**How to complete this task**
Beneath this instruction is a listing. Transcribe from it only the stretch from the line with "Client version: 2.4.0" through the line with "I was also discussing", both end lines included, exactly as written.

● ● ● ● ●

PR #6428, opened 2018-04-04
Uploads: Don't delete unexisting chunks

ogoffart:
Since commit 4dc49ff3, we store an entry in the upload info table even
for non chunked uploads. However, if this fails we don't want to remove
non-existant stale chunks if the upload fails.

Without this commit, we would send a DELETE command to clean non-existant
chunks in the dav/uploads/ namespace.


src/libsync/syncengine.cpp
```diff
@@ -303,6 +303,8 @@ void SyncEngine::deleteStaleUploadInfos(const SyncFileItemVector &syncItems)
     // Delete the stales chunk on the server.
     if (account()->capabilities().chunkingNg()) {
         foreach (uint transferId, ids) {
+            if (!transferId)
+                continue;
```
guruz: Add same comment here?
```// We set a null transfer id because it is not chunked.```

File: src/libsync/propagateuploadng.cpp [hunk 2]
```diff
@@ -83,7 +83,7 @@ void PropagateUploadFileNG::doStartUpload()
     propagator()->_activeJobList.append(this);
 
     const SyncJournalDb::UploadInfo progressInfo = propagator()->_journal->getUploadInfo(_item->_file);
-    if (progressInfo._valid && progressInfo._modtime == _item->_modtime) {
+    if (progressInfo._valid && progressInfo._modtime == _item->_modtime && progressInfo._transferid) {
```
guruz: Create a function instead?
```bool isChunked() { return progressInfo._transferid > 0 }```

ogoffart:
Commit updated

Issue #6277, opened 2018-01-02
Taskbar indicator is green even when conflicts appear


mueller-ma:
### Expected behaviour
When the client cannot sync because of a conflict, the task bar icon should be the orange exclamation mark.

### Actual behaviour
It has the green arrow.

### Client configuration
Client version: 2.4.0

Operating system: Windows 7 64 bit

OS language: DE

ckamm:
This used to be intentional. But I  agree that it makes sense to indicate that user action is required to resolve conflicts in the icon. @SamuAlfageme

SamuAlfageme:
@ckamm finally got to see this one working, nice! 

<p align="center">
  <img src="https://user-images.githubusercontent.com/2644445/38486917-b9c939d0-3bde-11e8-96dd-5c8f78f38e32.png"/>
</p>

Can we also extend the "info" status badge (i.e. https://github.com/owncloud/client/blob/master/theme/colored/state-information-256.png) to the folder sync connection for uniformity?

SamuAlfageme:
I was also discussing "state indicators" coherence (e.g. if the client encountered errors, don't display the green badge...) with @michaelstingl last week and I need to review some behaviors for the multi-account and >1 local sync folder scenarios. 

Bit offtopic: @ogoffart @guruz do you guys know any option for `QSystemTrayIcon`s to display a really simple (green, yellow, red) individual status badge on each "Managed Folder". e.g. how Docker reports status on macOS:  

<p align="center">
  <img src="https://user-images.githubusercontent.com/2644445/38487504-acbd36fe-3be0-11e8-80c1-88282cb654d9.png"/>
</p>

ckamm:
@SamuAlfageme The "green badge" that's simply an icon that was set for the menu item. We could definitely do that.

ckamm:
@SamuAlfageme PR is available for the icon at #6438 if you want to test quickly.

jnweiger:
OK: Taskbar icon has an exclamation mark, while there is a conflict:

![grafik](https://user-images.githubusercontent.com/1108546/43904432-eb6921ce-9bee-11e8-8be9-dbc1640a5d2e.png)

PR #6438, opened 2018-04-09
Folders: Use "Problem" icon for unresolved conflicts

ckamm:
For  #6277

@ogoffart Would you mind if I went in and refactored our icon usage to not depend on "SyncResult"? I think the icon enum should be separate from the sync result enum.


ogoffart:
> Would you mind if I went in and refactored our icon usage to not depend on "SyncResult"? I think the icon enum should be separate from the sync result enum.

Yes, please refactor as much as you like.

ckamm:
I'll merge this and refactor in a different PR

Issue #3819, opened 2015-09-12
[OS X] No overlay icons anymore - Yosemite -  client ownCloud-2.0.1.2694 


Claire75:
The folder I synchronise is /myname/owncloud , not a system or something "special" one .
I used to have ovelay icons until version 2.0.1 , I do not anymore 

I saw https://github.com/owncloud/client/issues/3680 but they say it's for ~/Library sub-folders 

FOr me, it's for my "standard" folder 

Thanks a lot ...

guruz:
Habe you tried to re-login yourself in OS X?

Claire75:
Yes, I did it more than once .

I fixed it on my mac by
- stopping owncloud client
- removing app 
- removing /Library/Application Support/Owncloud

then reboot
then clean RAM ( sudo purge )
then 
- install ownCloud-1.8.4.2531 : folder's small overlay is back :)
- stop owncloud
- install ownCloud-2.0.0.2666 : icons "dropbox like" is back ( see picture)
- stop owncloud
- install ownCloud-2.0.1.2694 : it's ok 

( I put this answer on the owncloud forum ) 
++ sorry for my english, I'm not a native ... :)

jturcotte:
My guess (copying that info from https://github.com/owncloud/client/issues/2340#issuecomment-135026172):

The extension loading is now handled by OSX directly instead of having to inject the bundle directly in Finder, so you can find the option in [System Preferences / Extensions / Finder] where you should be able to enable the "ownCloud Extensions"

There are some situations where the extension wouldn't be enabled properly on the first install, but normally just enabling it there should make it available again.

dragotin:
So can this be closed as nothing to be fixed? Maybe it's worth an entry in the FAQs.

jturcotte:
I feel quite bad about that behavior, already 2-3 users have reported the issue, and I think that many that aren't actively looking for their missing overlay icons might be suffering from it.

However:
- I'm not even sure if we can do better, I haven't found a way in the documentation. See http://apple.stackexchange.com/q/156023
- We already do the "pluginkit -e use ..." hack in the installer. This might fail if the extension wasn't discovered when we run the command though, but this should not happen anymore if the user upgrades from a version that already had the extension (like from 2.0.0 to 2.0.1 in @Claire75's example). So maybe the bug is only actually an issue when users are installing it for the first time or upgrading from <2.0.

[...]

PR #6444, opened 2018-04-10
macOS: Unload the Finder extension on exit #5382 #3819

### LINKED ISSUE #5382: [OS X > 10.10]  ownCloud Extensions is running even when owncloud is not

● ● ● ● ●

**Response below**
Client version: 2.4.0

Operating system: Windows 7 64 bit

OS language: DE

ckamm:
This used to be intentional. But I  agree that it makes sense to indicate that user action is required to resolve conflicts in the icon. @SamuAlfageme

SamuAlfageme:
@ckamm finally got to see this one working, nice! 

<p align="center">
  <img src="https://user-images.githubusercontent.com/2644445/38486917-b9c939d0-3bde-11e8-96dd-5c8f78f38e32.png"/>
</p>

Can we also extend the "info" status badge (i.e. https://github.com/owncloud/client/blob/master/theme/colored/state-information-256.png) to the folder sync connection for uniformity?

SamuAlfageme:
I was also discussing "state indicators" coherence (e.g. if the client encountered errors, don't display the green badge...) with @michaelstingl last week and I need to review some behaviors for the multi-account and >1 local sync folder scenarios. 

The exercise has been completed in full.